Below is a listing. Set down exactly the lines from the one containing "PR #2512, opened 2025-12-31" through the one containing "-225,14 +225,84 @@", both ends included, and leave out the rest.

» **Information**

* * * * * * * * *

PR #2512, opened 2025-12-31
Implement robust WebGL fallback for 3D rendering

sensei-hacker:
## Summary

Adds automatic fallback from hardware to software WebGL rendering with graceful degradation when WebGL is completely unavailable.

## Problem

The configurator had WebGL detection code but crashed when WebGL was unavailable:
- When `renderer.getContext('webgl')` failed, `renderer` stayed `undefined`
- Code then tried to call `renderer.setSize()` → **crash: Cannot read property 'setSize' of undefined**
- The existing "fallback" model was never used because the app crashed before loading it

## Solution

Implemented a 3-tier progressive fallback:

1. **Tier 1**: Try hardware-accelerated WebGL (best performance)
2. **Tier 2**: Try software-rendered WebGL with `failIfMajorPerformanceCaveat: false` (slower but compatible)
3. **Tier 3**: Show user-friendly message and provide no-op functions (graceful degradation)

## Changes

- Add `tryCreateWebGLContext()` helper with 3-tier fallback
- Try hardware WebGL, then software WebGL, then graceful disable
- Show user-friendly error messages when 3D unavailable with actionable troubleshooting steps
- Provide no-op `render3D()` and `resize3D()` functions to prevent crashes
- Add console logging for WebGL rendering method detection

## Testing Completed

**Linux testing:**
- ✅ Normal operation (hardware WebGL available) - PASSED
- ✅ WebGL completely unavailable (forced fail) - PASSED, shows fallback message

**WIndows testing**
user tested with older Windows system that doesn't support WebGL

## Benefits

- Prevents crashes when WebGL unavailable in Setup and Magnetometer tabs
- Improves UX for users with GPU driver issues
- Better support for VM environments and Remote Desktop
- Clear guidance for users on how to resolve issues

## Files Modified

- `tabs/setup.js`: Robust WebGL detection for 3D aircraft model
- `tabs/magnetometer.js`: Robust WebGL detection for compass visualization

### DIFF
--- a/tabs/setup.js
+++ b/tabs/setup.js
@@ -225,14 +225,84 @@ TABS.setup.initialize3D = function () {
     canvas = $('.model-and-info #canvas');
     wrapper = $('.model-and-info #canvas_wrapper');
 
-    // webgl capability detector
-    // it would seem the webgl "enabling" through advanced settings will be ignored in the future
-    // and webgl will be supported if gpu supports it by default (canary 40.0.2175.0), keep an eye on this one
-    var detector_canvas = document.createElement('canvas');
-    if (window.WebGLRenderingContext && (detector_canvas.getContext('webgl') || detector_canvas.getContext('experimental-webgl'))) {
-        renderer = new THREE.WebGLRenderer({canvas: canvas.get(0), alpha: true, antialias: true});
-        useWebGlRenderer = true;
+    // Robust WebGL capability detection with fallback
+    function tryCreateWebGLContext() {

* * * * * * * * *

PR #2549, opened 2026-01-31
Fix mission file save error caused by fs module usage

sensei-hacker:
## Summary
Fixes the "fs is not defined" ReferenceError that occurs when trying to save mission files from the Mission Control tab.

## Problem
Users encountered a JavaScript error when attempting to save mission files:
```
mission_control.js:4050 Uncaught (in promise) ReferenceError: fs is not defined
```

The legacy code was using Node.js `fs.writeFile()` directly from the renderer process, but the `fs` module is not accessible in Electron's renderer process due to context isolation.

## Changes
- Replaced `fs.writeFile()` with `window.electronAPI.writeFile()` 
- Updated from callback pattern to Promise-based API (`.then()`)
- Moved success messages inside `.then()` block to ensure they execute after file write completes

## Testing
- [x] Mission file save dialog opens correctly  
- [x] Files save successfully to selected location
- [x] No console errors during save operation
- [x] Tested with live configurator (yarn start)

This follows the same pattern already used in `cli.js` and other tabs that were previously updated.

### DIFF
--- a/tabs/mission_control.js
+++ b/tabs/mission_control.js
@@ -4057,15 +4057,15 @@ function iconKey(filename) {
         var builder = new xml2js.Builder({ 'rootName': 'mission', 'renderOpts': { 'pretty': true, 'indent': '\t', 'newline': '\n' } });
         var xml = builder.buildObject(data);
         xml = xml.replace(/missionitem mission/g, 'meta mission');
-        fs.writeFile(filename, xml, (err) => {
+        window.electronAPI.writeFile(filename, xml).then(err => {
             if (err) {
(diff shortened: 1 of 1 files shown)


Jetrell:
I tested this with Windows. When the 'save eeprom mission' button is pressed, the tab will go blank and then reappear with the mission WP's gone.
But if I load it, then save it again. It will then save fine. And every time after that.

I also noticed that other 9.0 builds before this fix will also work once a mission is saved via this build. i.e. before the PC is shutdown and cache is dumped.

* * * * * * * * *

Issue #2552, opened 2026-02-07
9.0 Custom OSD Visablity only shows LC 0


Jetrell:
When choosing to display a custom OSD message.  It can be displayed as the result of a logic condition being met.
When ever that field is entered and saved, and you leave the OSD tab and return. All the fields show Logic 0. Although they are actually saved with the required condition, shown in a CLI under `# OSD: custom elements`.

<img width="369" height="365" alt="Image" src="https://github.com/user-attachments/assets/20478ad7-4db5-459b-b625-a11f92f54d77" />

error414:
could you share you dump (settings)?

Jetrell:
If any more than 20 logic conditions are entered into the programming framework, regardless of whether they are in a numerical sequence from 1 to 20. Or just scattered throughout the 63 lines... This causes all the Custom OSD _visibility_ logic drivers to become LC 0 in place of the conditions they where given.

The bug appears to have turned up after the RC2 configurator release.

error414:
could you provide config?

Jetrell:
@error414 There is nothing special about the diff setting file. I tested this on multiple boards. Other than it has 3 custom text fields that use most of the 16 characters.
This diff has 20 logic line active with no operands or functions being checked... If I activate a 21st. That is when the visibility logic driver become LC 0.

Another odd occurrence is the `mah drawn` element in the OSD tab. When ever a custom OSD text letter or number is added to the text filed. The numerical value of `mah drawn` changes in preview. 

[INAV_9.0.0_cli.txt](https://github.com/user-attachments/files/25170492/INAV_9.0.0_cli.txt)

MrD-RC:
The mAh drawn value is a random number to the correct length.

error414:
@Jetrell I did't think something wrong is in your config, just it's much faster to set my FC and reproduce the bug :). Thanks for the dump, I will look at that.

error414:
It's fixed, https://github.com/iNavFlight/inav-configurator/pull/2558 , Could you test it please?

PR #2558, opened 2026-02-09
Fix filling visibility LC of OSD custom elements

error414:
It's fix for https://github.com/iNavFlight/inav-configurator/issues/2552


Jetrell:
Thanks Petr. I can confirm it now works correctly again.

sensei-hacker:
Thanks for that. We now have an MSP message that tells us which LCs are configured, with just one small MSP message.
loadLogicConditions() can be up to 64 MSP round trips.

* * * * * * * * *

» **Output of the exercise**
PR #2512, opened 2025-12-31
Implement robust WebGL fallback for 3D rendering

sensei-hacker:
## Summary

Adds automatic fallback from hardware to software WebGL rendering with graceful degradation when WebGL is completely unavailable.

## Problem

The configurator had WebGL detection code but crashed when WebGL was unavailable:
- When `renderer.getContext('webgl')` failed, `renderer` stayed `undefined`
- Code then tried to call `renderer.setSize()` → **crash: Cannot read property 'setSize' of undefined**
- The existing "fallback" model was never used because the app crashed before loading it

## Solution

Implemented a 3-tier progressive fallback:

1. **Tier 1**: Try hardware-accelerated WebGL (best performance)
2. **Tier 2**: Try software-rendered WebGL with `failIfMajorPerformanceCaveat: false` (slower but compatible)
3. **Tier 3**: Show user-friendly message and provide no-op functions (graceful degradation)

## Changes

- Add `tryCreateWebGLContext()` helper with 3-tier fallback
- Try hardware WebGL, then software WebGL, then graceful disable
- Show user-friendly error messages when 3D unavailable with actionable troubleshooting steps
- Provide no-op `render3D()` and `resize3D()` functions to prevent crashes
- Add console logging for WebGL rendering method detection

## Testing Completed

**Linux testing:**
- ✅ Normal operation (hardware WebGL available) - PASSED
- ✅ WebGL completely unavailable (forced fail) - PASSED, shows fallback message

**WIndows testing**
user tested with older Windows system that doesn't support WebGL

## Benefits

- Prevents crashes when WebGL unavailable in Setup and Magnetometer tabs
- Improves UX for users with GPU driver issues
- Better support for VM environments and Remote Desktop
- Clear guidance for users on how to resolve issues

## Files Modified

- `tabs/setup.js`: Robust WebGL detection for 3D aircraft model
- `tabs/magnetometer.js`: Robust WebGL detection for compass visualization

### DIFF
--- a/tabs/setup.js
+++ b/tabs/setup.js
@@ -225,14 +225,84 @@ TABS.setup.initialize3D = function () {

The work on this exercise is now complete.